## ENTRIES SHOWN

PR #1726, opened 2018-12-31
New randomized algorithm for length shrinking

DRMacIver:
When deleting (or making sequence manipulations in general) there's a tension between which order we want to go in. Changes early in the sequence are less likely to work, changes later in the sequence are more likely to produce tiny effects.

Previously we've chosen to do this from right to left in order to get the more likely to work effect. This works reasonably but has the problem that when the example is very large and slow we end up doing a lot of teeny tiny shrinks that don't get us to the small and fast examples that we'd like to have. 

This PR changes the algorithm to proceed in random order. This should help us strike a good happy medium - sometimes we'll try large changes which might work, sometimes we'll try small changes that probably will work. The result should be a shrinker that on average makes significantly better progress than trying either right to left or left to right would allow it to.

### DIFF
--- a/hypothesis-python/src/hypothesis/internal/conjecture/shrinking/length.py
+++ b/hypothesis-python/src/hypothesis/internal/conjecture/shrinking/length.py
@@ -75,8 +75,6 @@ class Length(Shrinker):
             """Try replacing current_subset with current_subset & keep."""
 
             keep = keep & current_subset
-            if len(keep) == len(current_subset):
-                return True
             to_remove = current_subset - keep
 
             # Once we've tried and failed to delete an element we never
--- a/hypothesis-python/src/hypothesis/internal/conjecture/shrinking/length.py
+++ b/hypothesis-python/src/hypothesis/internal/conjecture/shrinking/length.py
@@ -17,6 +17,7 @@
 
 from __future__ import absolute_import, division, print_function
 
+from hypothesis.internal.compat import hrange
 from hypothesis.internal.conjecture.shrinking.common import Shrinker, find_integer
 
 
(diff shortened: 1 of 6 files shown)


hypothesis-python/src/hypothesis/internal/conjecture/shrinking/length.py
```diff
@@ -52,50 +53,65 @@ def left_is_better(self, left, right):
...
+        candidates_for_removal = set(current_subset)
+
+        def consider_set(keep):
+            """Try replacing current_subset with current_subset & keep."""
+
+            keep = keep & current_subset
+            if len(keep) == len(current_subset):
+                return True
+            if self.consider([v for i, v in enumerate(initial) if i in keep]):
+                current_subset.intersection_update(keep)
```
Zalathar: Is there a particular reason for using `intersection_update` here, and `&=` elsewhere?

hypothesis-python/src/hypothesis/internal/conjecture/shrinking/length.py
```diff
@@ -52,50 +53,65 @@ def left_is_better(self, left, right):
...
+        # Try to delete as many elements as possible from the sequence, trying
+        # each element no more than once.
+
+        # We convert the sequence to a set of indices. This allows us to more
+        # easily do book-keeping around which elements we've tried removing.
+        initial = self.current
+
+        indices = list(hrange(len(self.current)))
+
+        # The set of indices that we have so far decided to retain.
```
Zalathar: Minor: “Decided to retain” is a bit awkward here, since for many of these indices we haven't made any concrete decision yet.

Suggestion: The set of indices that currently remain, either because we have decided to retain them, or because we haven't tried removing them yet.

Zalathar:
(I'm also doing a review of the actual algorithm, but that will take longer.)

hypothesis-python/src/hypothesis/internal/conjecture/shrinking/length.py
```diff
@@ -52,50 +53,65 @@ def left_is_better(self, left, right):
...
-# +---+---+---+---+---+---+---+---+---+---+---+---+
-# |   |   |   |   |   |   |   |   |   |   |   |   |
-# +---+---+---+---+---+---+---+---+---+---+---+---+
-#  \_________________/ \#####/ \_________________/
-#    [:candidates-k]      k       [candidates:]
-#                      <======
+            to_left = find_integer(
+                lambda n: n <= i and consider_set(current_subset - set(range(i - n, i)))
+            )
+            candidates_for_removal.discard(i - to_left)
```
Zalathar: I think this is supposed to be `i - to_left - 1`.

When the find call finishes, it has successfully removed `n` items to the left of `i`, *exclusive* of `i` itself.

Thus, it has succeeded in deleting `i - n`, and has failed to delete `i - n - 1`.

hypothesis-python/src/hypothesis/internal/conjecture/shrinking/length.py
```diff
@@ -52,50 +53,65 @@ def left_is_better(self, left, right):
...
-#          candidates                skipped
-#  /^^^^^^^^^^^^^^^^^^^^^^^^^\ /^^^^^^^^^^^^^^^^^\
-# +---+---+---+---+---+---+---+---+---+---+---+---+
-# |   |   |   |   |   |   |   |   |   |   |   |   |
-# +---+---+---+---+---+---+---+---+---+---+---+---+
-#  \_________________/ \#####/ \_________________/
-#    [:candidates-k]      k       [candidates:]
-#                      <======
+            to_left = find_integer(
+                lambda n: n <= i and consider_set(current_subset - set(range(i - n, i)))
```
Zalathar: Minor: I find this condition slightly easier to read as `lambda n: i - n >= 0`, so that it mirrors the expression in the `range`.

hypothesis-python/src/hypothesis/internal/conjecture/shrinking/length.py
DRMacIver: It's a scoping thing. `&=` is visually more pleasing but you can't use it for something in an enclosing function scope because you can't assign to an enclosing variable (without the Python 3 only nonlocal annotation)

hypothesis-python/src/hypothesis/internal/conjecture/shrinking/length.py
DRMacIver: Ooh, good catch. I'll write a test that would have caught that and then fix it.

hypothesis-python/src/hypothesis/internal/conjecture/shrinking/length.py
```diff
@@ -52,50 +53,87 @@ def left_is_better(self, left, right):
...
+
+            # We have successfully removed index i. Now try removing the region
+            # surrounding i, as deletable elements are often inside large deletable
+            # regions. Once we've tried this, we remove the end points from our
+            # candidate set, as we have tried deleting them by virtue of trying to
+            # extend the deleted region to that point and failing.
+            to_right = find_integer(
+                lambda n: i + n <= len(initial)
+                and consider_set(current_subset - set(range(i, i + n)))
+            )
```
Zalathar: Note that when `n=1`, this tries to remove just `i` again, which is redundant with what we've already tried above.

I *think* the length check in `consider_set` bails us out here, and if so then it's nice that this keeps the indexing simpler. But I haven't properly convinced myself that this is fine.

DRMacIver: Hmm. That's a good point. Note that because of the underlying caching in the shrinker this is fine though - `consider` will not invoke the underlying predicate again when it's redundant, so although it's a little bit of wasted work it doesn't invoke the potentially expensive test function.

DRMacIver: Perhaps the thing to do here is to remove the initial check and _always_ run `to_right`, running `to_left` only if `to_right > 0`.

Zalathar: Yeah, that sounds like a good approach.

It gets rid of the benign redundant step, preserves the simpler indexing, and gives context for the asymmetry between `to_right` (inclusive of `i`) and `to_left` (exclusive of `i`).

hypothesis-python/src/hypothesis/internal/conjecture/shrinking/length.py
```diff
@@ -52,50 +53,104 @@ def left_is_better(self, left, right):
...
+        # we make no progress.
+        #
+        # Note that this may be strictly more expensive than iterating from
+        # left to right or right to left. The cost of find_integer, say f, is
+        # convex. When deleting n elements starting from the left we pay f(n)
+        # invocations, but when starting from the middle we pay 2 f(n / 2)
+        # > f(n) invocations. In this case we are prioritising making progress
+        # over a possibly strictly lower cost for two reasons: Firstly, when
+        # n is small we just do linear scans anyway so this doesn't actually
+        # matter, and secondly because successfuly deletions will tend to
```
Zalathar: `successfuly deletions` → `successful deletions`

* * *

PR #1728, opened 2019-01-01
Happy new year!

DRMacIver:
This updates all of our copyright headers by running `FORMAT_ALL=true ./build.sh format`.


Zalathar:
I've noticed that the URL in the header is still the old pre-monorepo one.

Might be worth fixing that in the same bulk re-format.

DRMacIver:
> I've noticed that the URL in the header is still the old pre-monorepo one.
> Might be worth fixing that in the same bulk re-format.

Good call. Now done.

## WHAT YOU SHOULD DO
What is needed is every line from the data above that includes the string "then", copied out.

## EXPECTED ANSWER
DRMacIver: Ooh, good catch. I'll write a test that would have caught that and then fix it.
I *think* the length check in `consider_set` bails us out here, and if so then it's nice that this keeps the indexing simpler. But I haven't properly convinced myself that this is fine.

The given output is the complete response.